This preserves the copy semantics expected by controllers.
- Returns:
Deep copy of ExecutionContext
- get_selector() DataSelector[source]
Get the data selector.
- Returns:
DataSelector instance
- with_branch(branch_id: int | None = None, branch_name: str | None = None) ExecutionContext[source]
Create new context with updated branch information.
- Parameters:
branch_id – Branch identifier (0-indexed)
branch_name – Human-readable branch name
- Returns:
New ExecutionContext with updated branch info
- with_layout(layout: str) ExecutionContext[source]
Create new context with updated layout.
- Parameters:
layout – New layout value
- Returns:
New ExecutionContext with updated layout
- with_metadata(**kwargs) ExecutionContext[source]
Create new context with updated metadata fields.
- Parameters:
**kwargs – Metadata fields to update
- Returns:
New ExecutionContext with updated metadata
- with_partition(partition: str) ExecutionContext[source]

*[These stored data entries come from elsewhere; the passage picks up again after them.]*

PR #4796, opened 2024-06-18
MPP-2822: add gtag to Layout and update gaEvent hook to ping both GA endpoints

groovecoder:
# Add GA4
## Screenshot

image

## How to test

1. Checkout this branch
2. In `frontend/` run `npm run dev`
3. Go to http://localhost:3000/
   * [ ] In the network inspector, verify a request to www.googletagmanager.com is sent
5. Go to https://analytics.google.com/analytics/web/#/p314403930/realtime/overview
   * [ ] Verify you see your traffic in the realtime report
6. In `frontend/` run `npm run build`
7. In app root, run `python manage.py collectstatic`
8. In app root, run `python manage.py runserver`
9. Go to http://127.0.0.1:8000/
   * [ ] In the network inspector, verify a request to www.googletagmanager.com is sent
10. Go to https://analytics.google.com/analytics/web/#/p314403930/realtime/overview
    * [ ] Verify you see your traffic in the realtime report

# Checklist (Definition of Done)
- [x] Product Owner accepted the User Story (demo of functionality completed) or waived the privilege.
- [x] ~Customer Experience team has seen or waived a demo of functionality.~
- [x] All acceptance criteria are met.
- [x] Jira ticket has been updated (if needed) to match changes made during the development process.
- [x] I've added or updated relevant docs in the docs/ directory
- [x] Jira ticket has been updated (if needed) with suggestions for QA when this PR is deployed to stage.
- [x] ~All UI revisions follow the [coding standards](https://github.com/mozilla/fx-private-relay/blob/main/docs/coding-standards.md), and use Protocol tokens where applicable (see `/frontend/src/styles/tokens.scss`).~
- [x] Commits in this PR are minimal and [have descriptive commit messages](https://chris.beams.io/posts/git-commit/).
- [x] ~l10n changes have been submitted to the l10n repository, if any.~

PR #4800, opened 2024-06-20
Update to django-csp 4.0

jwhitlock:
This release is in beta, but we can be an early adopter to help work out the bugs.

## How to test

* Install the requirements
* Run `./manage.py check`, no issues reported
* Push to Heroku Dev, go to API docs, look for CSP errors in console.

### DIFF
--- a/privaterelay/settings.py
+++ b/privaterelay/settings.py
@@ -186,7 +186,6 @@ else:
 
 CONTENT_SECURITY_POLICY: CONTENT_SECURITY_POLICY_T = {
     "DIRECTIVES": {
-        "report-uri": config("CSP_REPORT_URI", ""),
         "default-src": [SELF],
         "connect-src": [
             SELF,
@@ -219,6 +218,8 @@ if _CSP_STYLE_INLINE:
     CONTENT_SECURITY_POLICY["DIRECTIVES"]["script-src"].append(UNSAFE_INLINE)
 if _API_DOCS_CSP_WORKER_SRC:
     CONTENT_SECURITY_POLICY["DIRECTIVES"]["worker-src"] = _API_DOCS_CSP_WORKER_SRC
+if _CSP_REPORT_URI := config("CSP_REPORT_URI", ""):
+    CONTENT_SECURITY_POLICY["DIRECTIVES"]["report-uri"] = _CSP_REPORT_URI
 
 REFERRER_POLICY = "strict-origin-when-cross-origin"
 
--- a/privaterelay/settings.py
+++ b/privaterelay/settings.py
@@ -26,6 +26,7 @@ import dj_database_url
 import django_stubs_ext
 import markus
 import sentry_sdk
+from csp.constants import NONE, SELF, UNSAFE_INLINE
 from decouple import Choices, Csv, config
 from sentry_sdk.integrations.django import DjangoIntegration
 from sentry_sdk.integrations.logging import ignore_logger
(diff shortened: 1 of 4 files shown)


privaterelay/types.py
```diff
@@ -1,5 +1,59 @@
...
+        "require-sri-for": list[str],
+        # Trusted Types Directives
+        "require-trusted-types-for": list[str],
+        "trusted-types": list[str],
+        # Other Directives
+        "webrtc": list[str],
+        "worker-src": list[str],
+        # Directives Defined in Other Documents
+        "upgrade-insecure-requests": list[str],
+        "block-all-mixed-content": list[str],  # Deprecated.
```
robhudson, line 50: These last 2 are actually booleans.

privaterelay/settings.py
```diff
@@ -183,34 +184,42 @@
...
+
+CONTENT_SECURITY_POLICY: CONTENT_SECURITY_POLICY_T = {
+    "DIRECTIVES": {
+        "default-src": [SELF],
+        "connect-src": [
+            SELF,
+            "https://www.google-analytics.com/",
+            "https://location.services.mozilla.com",
+            "https://api.stripe.com",
+            BASKET_ORIGIN,
```
groovecoder, line 196: question (non-blocking): Why do we include this constant `BASKET_ORIGIN` inline here, but then use `.extend()` to add the other `_ACCOUNT_CONNECT_SRC` constant?

requirements.txt
```diff
@@ -5,7 +5,7 @@ Django==4.2.13
 dj-database-url==2.2.0
 django-allauth[socialaccount]==0.63.3
 django-cors-headers==4.3.1
-django-csp==3.8
+django-csp==4.0b1
```
groovecoder, line 8: question (non-blocking): We don't seem to use any other beta versions of any libraries. When this is out of beta, I assume we'll be able to update this from `4.0b1` to just `4.0`?

jwhitlock: I assume so too, but that's a Dependabot question

privaterelay/settings.py
jwhitlock: `BASKET_ORIGIN` is a single string in every environment, while the others are lists that change content and size (for example, 0 length in one environment, 2 in others).

I tried to make the changes small, since there is no way to validate a CSP outside of running it on a server. but we could certainly re-arrange the logic. The setup code above `CONTENT_SECURITY_POLICY` could move to conditionals below it.

privaterelay/types.py
jwhitlock: I'm going to review the spec, I think some of the other types are wrong as well.

@robhudson If you want me to add typing annotations upstream (https://github.com/mozilla/django-csp/issues/198), this could be the seed. 28 files should take me about a day to annotate.

jwhitlock:
@groovecoder We may want to wait for https://github.com/mozilla/fx-private-relay/pull/4796, since that also changes the CSP rules. Or get those changes into this PR as well.

privaterelay/settings.py
groovecoder: Nah, that's fine. So long as it was intentional.

groovecoder:
> @groovecoder We may want to wait for #4796, since that also changes the CSP rules. Or get those changes into this PR as well.

Either way is fine. The CSP changes in #4796 will be easy to change to this new syntax.

groovecoder (approved):

privaterelay/settings.py
```diff
@@ -183,36 +184,42 @@
...
-    + _CSP_STYLE_HASHES
-)
-CSP_REPORT_URI = config("CSP_REPORT_URI", "")
+CONTENT_SECURITY_POLICY: CONTENT_SECURITY_POLICY_T = {
+    "DIRECTIVES": {
+        "default-src": [SELF],
+        "connect-src": [
+            SELF,
+            "https://www.google-analytics.com/",
+            "https://www.googletagmanager.com/",
```
groovecoder, line 193: praise: thanks!

groovecoder (approved):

Create new context with updated partition.
- Parameters:
partition – New partition value
- Returns:
New ExecutionContext with updated partition
- with_processing(processing: List[List[str]]) ExecutionContext[source]
Create new context with updated processing chains.
- Parameters:
processing – New processing chains
- Returns:
New ExecutionContext with updated processing
- with_step_number(step_number: int) ExecutionContext[source]
Create new context with updated step number.
- Parameters:
step_number – New step number
- Returns:
New ExecutionContext with updated step number
- with_y(y_processing: str) ExecutionContext[source]
Create new context with updated y processing.
- Parameters:
y_processing – New y processing value
- Returns:
New ExecutionContext with updated y processing
- class nirs4all.pipeline.config.context.LoaderArtifactProvider(loader: Any, trace: Any | None = None)[source]
Bases:
ArtifactProviderArtifact provider backed by an ArtifactLoader.
Wraps an ArtifactLoader to provide artifacts on-demand with lazy loading and caching. Used when loading from a manifest for prediction.
- loader
The underlying ArtifactLoader
- trace
Optional ExecutionTrace for step-to-artifact mapping
- get_artifact(step_index: int, fold_id: int | None = None) Any | None[source]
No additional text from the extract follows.